A fundamentalist Protestant might respond that one's salvation is assured upon accepting Jesus as one's lord and savior. (As an aside, I don't understand why they usually think Catholics haven't done this except that they don't use those exact words to describe their faith.) At first this seems to avoid the problem of always having one's salvation in doubt, but there other problems which only become apparent upon further reflection. If one's salvation were truly assured, then they could sin with impunity without any fear of hell. Fundamentalists respond that sinning greatly would be an indication that a person was never saved in the first place.
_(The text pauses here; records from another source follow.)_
PR #813, opened 2021-01-26
user self registration

mikems66:


modern/src/LoginPage.js
```diff
@@ -118,6 +137,12 @@ const LoginPage = () => {
             </div>
           </FormControl>
         </form>
+        {registerDialogShown && <RegisterDialog open={registerDialogShown} onResult={handleRegisterResult} />}
+        <Snackbar
```
tananaev, line 141: Please follow existing code formatting style.

tananaev: Also, is it possible to move snackbar to the `RegisterDialog` component?

modern/src/RegisterDialog.js
```diff
@@ -0,0 +1,109 @@
...
+          required
+          fullWidth
+          error={validationErrors.password}
+          label={t('userPassword')}
+          name='password'
+          value={formFields.password || ''}
+          type='password'
+          autoComplete='current-password'
+          onChange={handleChange}
+          helperText={validationErrors.password && 'Password is required'} />
```
tananaev, line 98: Please don't use unlocalized text anywhere.

modern/src/RegisterDialog.js
```diff
@@ -0,0 +1,109 @@
...
+  }
+
+  const handleRegister = async (event) => {
+    event.preventDefault();
+    setErrorResponse(null);
+    let objErrors = {};
+    if (formFields.name.trim() === '') {
+      objErrors.name = true;
+    }
+    if (!
```
tananaev, line 28: Why is there a new line here?

modern/src/RegisterDialog.js
```diff
@@ -0,0 +1,109 @@
...
+    const response = await fetch('/api/users', {
+      method: 'POST',
+      headers: { 'Content-Type': 'application/json' },
+      body: JSON.stringify(formFields)
+    });
+
+    if (response.ok) {
+      onResult(true)
+    } else {
+      setErrorResponse(t('errorGeneral'));
```
tananaev, line 49: I would skip this error check for now. We need more standardized error handing for all calls.

modern/src/RegisterDialog.js
```diff
@@ -0,0 +1,109 @@
...
+  const [validationErrors, setValidationErrors] = useState({});
+  const [errorResponse, setErrorResponse] = useState(null);
+
+  const handleChange = (event) => {
+    setFormFields({ ...formFields, [event.target.name]: event.target.value });
+    setValidationErrors({ ...validationErrors, [event.target.name]: false });
+  }
+
+  const handleRegister = async (event) => {
+    event.preventDefault();
```
tananaev, line 22: Is this required?

modern/src/RegisterDialog.js
```diff
@@ -0,0 +1,109 @@
...
+import Button from '@material-ui/core/Button';
+import Dialog from '@material-ui/core/Dialog';
+import DialogActions from '@material-ui/core/DialogActions';
+import DialogContent from '@material-ui/core/DialogContent';
+import DialogContentText from '@material-ui/core/DialogContentText';
+import TextField from '@material-ui/core/TextField';
+import Alert from '@material-ui/lab/Alert';
+
+const RegisterDialog = ({ open, onResult }) => {
+  const [formFields, setFormFields] = useState({});
```
tananaev, line 12: Why not have separate fields?

modern/src/RegisterDialog.js
```diff
@@ -0,0 +1,109 @@
...
+  const [validationErrors, setValidationErrors] = useState({});
```
tananaev, line 13: Same here.

modern/src/LoginPage.js
```diff
@@ -47,10 +50,19 @@ const LoginPage = () => {
...
+  const [registerDialogShown, setRegisterDialogShown] = useState(false);
+  const [snackbarOpen, setSnackbarOpen] = useState(false);
 
   const classes = useStyles();
   const history = useHistory();
 
+  const server = useSelector(state => state.session.server);
+
+  let registrationPref = false;
+  if (server) {
```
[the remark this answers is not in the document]
mikems66: Thanks for your feedback.
I did it in the useSelector.

modern/src/LoginPage.js
mikems66: I hope formatting is good now.
I moved snack bar to RegisterDialog.

modern/src/RegisterDialog.js
mikems66: I changed this to existing localized string. If better labels are needed, let me know.

modern/src/RegisterDialog.js
mikems66: removed line

modern/src/RegisterDialog.js
mikems66: Error checking is skipped now.

modern/src/RegisterDialog.js
mikems66: No, removed.

modern/src/RegisterDialog.js
mikems66: I didn't change, I think this way code is more compact.

modern/src/RegisterDialog.js
mikems66: Same as above.

modern/src/RegisterDialog.js
```diff
@@ -0,0 +1,106 @@
...
+      setSnackbarOpen(true);
+    }
+  }
+
+  if (snackbarOpen) {
+    return <Snackbar
+      anchorOrigin={{ vertical: 'bottom', horizontal: 'center', }}
+      open={snackbarOpen} autoHideDuration={6000}
+      onClose={() => { onResult(true) }} message={t('loginCreated')}
+    />
```
tananaev, line 54:
```suggestion
    return (
      <Snackbar
        anchorOrigin={{ vertical: 'bottom', horizontal: 'center' }}
        open={snackbarOpen}
        autoHideDuration={6000}
        onClose={() => { onResult(true) }}
        message={t('loginCreated')} />
    );
```

modern/src/RegisterDialog.js
```diff
@@ -0,0 +1,106 @@
...
+          error={validationErrors.email}
+          label={t('userEmail')}
+          name='email'
+          value={formFields.email || ''}
+          autoComplete='email'
+          onChange={handleChange}
+          helperText={validationErrors.email && t('sharedRequired')} />
+        <TextField
+          margin='normal'
+          required
```
tananaev, line 86: Doesn't thins already handle "required"? Why do we need extra validation?

mikems66: It allowes all blanks to be entered as name and password. But maybe that's not important, so I removed validation (except e-mail).

tananaev: There is also a standard email validation, as far as I know. Can we use that?

modern/src/RegisterDialog.js
tananaev: I think we should separate fields to match what we have in other places. And errors is not needed at all, I think.

mikems66: I will separate fields.

modern/src/RegisterDialog.js
mikems66: If you mean use type='email', seems this doesn't work with Dialog component (submit still works). I could disable submit button like this:  
disabled={!userName || !/(.+)@(.+)\.(.{2,})/.test(email) || !password}  ... let me know if that's ok.

tananaev: Yeah, let's do something like that, but maybe move that regex to a separate method for readability.

tananaev:
Merged, thank you. I will done some minor updates to it on master.

mikems66:
No problem. I could do more stuff, let me know if you have any suggestions.

tananaev:
One of the biggest things that's not implemented yet is geofences, but that might be too complicated.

This entails that one can be mistaken about whether they are truly saved because they also might sin greatly in the future and therefore they have no assurance of their salvation! One cannot argue that they know they would never do that because many people have been very devout in their faith and then sinned greatly. I have heard of fundamentalists who repeatedly tried to become saved after sinning because they didn't know whether it worked the other times. Since fundamentalist hell is just as terrible as Catholic hell, the same infinite danger merits the same obsessive response.